[Input for this task Boundary: Start]
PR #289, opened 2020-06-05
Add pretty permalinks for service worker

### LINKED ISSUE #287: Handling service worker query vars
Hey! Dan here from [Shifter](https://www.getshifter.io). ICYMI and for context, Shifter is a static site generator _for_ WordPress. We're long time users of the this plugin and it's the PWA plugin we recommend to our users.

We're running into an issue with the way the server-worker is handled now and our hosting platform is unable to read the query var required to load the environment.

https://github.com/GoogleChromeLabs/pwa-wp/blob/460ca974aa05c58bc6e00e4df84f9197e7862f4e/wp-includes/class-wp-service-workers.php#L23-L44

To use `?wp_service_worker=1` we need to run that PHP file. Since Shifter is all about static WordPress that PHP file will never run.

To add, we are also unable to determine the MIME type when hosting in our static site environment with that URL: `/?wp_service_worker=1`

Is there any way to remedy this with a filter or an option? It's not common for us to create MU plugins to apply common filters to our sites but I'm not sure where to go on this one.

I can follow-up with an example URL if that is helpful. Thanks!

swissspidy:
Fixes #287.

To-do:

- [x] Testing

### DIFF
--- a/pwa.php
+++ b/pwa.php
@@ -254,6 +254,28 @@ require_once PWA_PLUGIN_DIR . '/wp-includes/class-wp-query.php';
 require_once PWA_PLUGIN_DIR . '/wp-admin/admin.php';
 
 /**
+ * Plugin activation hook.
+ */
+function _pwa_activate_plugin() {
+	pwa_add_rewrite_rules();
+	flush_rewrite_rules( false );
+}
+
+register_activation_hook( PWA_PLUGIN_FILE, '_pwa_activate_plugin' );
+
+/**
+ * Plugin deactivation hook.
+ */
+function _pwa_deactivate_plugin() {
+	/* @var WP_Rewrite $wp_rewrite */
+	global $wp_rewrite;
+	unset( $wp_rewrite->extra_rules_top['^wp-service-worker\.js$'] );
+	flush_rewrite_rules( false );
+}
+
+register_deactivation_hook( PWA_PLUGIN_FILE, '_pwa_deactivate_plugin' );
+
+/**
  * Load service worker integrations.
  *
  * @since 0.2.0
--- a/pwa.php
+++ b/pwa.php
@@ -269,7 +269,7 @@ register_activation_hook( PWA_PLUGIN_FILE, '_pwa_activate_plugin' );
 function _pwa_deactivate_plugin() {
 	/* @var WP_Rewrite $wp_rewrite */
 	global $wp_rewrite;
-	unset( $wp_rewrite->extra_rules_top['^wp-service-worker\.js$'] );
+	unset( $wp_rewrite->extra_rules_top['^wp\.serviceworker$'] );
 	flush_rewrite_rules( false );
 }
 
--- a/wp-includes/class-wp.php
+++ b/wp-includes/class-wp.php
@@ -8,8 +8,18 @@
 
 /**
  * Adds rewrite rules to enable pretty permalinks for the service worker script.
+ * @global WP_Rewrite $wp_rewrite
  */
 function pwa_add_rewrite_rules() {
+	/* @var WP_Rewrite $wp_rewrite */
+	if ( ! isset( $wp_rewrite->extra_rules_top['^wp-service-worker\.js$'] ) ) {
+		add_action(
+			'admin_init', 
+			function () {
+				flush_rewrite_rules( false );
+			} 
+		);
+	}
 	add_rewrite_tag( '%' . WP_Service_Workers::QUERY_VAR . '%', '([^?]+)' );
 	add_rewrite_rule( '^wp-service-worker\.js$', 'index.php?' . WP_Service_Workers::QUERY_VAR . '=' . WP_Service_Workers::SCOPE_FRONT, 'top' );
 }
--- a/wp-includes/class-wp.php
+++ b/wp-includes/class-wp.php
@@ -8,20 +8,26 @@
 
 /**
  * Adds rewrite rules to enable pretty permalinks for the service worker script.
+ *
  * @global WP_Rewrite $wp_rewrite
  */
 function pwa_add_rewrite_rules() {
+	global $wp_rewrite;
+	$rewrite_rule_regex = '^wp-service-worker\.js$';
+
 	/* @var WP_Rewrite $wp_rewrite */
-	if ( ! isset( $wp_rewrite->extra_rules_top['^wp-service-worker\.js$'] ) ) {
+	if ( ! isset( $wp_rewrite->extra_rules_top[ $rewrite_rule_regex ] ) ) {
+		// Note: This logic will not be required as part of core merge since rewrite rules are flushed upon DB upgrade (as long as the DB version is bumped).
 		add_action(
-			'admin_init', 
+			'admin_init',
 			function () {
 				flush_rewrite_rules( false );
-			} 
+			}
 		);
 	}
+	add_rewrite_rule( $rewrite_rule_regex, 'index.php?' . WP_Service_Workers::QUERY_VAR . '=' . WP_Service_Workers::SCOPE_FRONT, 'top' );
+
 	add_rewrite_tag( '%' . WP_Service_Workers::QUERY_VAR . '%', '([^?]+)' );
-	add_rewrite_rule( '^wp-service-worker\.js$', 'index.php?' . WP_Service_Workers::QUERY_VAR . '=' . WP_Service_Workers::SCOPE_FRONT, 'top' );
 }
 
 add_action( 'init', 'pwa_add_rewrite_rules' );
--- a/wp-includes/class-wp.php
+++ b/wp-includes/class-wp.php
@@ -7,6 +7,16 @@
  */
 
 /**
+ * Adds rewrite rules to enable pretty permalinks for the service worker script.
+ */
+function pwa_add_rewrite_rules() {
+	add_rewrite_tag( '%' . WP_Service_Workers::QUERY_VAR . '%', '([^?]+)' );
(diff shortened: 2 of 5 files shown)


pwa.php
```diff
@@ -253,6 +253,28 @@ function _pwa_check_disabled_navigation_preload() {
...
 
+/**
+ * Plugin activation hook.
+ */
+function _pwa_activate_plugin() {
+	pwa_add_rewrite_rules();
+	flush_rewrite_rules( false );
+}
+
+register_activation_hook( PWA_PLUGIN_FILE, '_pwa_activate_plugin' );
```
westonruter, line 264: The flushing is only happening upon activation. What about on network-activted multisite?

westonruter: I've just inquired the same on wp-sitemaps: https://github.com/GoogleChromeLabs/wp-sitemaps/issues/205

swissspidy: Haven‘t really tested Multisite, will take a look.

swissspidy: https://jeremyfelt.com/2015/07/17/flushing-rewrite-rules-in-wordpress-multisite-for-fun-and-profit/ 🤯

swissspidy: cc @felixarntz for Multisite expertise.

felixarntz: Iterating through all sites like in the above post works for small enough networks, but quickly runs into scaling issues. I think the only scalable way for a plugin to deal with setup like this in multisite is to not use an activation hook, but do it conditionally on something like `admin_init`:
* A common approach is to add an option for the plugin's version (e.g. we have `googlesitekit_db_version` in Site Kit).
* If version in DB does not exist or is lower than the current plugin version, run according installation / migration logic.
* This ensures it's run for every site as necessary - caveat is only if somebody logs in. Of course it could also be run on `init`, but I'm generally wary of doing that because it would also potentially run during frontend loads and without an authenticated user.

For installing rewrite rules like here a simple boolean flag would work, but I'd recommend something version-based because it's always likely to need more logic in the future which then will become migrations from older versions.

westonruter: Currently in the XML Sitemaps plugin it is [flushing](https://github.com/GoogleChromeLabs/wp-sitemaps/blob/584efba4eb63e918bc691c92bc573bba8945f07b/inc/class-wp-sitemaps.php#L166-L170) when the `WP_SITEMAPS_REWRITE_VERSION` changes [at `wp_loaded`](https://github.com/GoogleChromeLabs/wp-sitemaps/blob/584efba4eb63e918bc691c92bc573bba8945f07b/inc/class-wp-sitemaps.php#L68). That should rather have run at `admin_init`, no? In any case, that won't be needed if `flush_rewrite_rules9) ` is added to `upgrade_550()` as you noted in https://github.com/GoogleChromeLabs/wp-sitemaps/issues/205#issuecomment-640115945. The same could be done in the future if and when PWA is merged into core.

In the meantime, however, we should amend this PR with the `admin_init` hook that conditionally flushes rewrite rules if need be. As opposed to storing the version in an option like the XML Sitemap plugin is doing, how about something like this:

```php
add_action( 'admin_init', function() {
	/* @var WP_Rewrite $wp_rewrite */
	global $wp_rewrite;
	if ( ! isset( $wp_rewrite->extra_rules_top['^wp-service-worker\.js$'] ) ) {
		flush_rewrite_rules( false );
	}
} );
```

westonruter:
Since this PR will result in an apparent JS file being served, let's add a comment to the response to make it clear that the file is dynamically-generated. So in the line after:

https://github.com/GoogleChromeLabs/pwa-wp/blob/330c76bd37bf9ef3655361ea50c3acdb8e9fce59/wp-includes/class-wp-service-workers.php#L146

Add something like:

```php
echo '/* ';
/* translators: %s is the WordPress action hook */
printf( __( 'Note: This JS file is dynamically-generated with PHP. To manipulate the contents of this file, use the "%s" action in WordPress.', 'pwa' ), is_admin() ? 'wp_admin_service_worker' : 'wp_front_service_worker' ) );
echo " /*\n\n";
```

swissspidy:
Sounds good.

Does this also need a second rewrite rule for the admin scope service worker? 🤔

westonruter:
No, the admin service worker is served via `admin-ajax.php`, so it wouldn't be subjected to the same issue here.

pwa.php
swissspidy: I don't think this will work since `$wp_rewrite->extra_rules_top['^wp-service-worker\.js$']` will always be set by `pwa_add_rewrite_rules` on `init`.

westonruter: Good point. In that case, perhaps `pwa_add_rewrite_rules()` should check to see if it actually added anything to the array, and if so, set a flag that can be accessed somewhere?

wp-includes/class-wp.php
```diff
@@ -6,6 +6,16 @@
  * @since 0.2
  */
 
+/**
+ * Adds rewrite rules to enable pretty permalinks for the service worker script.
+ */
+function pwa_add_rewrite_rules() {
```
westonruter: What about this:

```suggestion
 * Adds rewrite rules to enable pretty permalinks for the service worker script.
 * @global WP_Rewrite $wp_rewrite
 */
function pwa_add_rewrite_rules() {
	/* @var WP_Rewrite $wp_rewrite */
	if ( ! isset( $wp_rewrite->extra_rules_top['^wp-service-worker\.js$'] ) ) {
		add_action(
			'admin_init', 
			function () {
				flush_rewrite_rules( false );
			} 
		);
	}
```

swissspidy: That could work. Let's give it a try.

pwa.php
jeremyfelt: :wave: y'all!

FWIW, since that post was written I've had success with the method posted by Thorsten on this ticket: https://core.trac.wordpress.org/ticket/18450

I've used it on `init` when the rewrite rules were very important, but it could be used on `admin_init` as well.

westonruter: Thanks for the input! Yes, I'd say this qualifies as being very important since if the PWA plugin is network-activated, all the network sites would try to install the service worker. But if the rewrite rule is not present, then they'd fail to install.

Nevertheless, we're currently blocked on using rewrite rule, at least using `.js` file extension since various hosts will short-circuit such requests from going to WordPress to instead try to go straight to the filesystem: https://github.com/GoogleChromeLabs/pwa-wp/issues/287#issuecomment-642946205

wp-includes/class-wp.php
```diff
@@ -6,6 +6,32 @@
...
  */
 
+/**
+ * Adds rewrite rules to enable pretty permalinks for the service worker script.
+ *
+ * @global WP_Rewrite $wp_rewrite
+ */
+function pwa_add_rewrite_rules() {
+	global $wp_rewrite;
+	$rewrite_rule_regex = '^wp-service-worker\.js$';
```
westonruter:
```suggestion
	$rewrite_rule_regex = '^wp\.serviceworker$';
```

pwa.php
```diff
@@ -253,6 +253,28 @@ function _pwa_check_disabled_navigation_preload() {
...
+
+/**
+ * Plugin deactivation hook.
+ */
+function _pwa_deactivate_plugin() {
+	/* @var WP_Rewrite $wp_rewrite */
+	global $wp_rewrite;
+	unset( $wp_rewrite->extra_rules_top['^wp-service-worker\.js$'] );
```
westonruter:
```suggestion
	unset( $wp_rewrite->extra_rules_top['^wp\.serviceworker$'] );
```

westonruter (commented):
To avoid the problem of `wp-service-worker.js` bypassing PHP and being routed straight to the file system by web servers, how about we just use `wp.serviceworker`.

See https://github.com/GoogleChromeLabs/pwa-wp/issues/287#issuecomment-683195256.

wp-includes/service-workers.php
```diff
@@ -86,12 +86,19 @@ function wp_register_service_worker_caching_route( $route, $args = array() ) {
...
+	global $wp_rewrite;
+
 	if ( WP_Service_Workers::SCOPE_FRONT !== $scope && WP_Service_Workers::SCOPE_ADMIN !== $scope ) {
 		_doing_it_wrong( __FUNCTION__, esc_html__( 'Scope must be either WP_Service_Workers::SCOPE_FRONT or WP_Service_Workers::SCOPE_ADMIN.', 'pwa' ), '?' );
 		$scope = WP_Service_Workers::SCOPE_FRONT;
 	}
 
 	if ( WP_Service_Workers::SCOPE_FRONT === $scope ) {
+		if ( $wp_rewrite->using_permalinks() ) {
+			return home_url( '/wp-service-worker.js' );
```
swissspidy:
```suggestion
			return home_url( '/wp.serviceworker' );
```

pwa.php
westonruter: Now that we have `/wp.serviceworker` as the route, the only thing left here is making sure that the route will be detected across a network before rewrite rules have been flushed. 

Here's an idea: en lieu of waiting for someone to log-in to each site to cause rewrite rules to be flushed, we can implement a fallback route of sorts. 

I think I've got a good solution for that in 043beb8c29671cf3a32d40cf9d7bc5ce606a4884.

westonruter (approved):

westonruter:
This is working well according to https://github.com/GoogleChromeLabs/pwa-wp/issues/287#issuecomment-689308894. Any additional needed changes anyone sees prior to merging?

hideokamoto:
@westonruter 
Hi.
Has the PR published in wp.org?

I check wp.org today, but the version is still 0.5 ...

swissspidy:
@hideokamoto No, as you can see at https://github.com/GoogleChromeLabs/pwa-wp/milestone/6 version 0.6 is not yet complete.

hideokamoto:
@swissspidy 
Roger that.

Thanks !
[Input for this task Boundary: End]
[Input for this task Boundary: Start]
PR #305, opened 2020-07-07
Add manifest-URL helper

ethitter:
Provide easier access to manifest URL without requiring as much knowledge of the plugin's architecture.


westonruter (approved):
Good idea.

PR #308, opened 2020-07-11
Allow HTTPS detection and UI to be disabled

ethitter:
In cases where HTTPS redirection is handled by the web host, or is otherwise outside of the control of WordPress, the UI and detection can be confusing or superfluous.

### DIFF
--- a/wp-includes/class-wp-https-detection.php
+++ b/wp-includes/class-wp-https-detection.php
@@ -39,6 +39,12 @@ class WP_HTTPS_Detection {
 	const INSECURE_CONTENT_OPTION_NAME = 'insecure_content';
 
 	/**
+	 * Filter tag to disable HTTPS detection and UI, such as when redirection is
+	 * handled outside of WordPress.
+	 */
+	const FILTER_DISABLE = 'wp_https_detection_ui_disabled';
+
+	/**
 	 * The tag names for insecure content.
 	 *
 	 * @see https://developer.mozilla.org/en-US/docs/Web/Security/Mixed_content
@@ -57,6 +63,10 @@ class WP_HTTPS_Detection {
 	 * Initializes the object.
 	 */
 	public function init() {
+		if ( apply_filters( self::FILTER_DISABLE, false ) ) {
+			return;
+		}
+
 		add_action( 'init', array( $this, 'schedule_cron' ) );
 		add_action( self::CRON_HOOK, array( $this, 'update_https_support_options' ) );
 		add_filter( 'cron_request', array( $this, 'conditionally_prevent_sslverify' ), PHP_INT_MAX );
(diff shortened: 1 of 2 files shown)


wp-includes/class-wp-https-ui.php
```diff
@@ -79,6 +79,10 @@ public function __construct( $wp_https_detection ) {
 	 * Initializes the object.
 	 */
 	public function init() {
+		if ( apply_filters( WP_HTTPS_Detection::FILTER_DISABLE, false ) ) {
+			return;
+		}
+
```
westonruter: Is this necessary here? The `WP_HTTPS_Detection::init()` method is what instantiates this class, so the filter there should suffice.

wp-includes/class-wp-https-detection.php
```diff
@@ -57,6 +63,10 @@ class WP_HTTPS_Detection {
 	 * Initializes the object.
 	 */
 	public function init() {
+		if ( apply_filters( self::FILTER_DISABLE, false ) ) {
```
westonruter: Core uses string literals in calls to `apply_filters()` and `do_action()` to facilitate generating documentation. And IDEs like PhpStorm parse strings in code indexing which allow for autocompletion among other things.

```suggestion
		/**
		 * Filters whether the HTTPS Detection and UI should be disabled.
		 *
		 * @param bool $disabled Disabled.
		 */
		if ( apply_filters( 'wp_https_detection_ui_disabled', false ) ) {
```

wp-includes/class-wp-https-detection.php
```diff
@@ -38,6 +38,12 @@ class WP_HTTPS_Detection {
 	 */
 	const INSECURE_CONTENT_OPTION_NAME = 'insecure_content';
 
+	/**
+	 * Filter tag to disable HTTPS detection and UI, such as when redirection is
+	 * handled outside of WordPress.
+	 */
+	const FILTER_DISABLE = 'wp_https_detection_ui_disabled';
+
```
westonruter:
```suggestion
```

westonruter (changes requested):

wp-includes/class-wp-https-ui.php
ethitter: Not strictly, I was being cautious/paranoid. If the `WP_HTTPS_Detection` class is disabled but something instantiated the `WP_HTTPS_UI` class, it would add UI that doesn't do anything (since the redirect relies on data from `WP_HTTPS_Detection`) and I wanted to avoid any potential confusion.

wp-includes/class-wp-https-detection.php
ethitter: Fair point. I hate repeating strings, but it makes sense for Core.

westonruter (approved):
[Input for this task Boundary: End]
If a line in the entries above contains "manifest", report it.

=== Exercise output ===
Add manifest-URL helper
Provide easier access to manifest URL without requiring as much knowledge of the plugin's architecture.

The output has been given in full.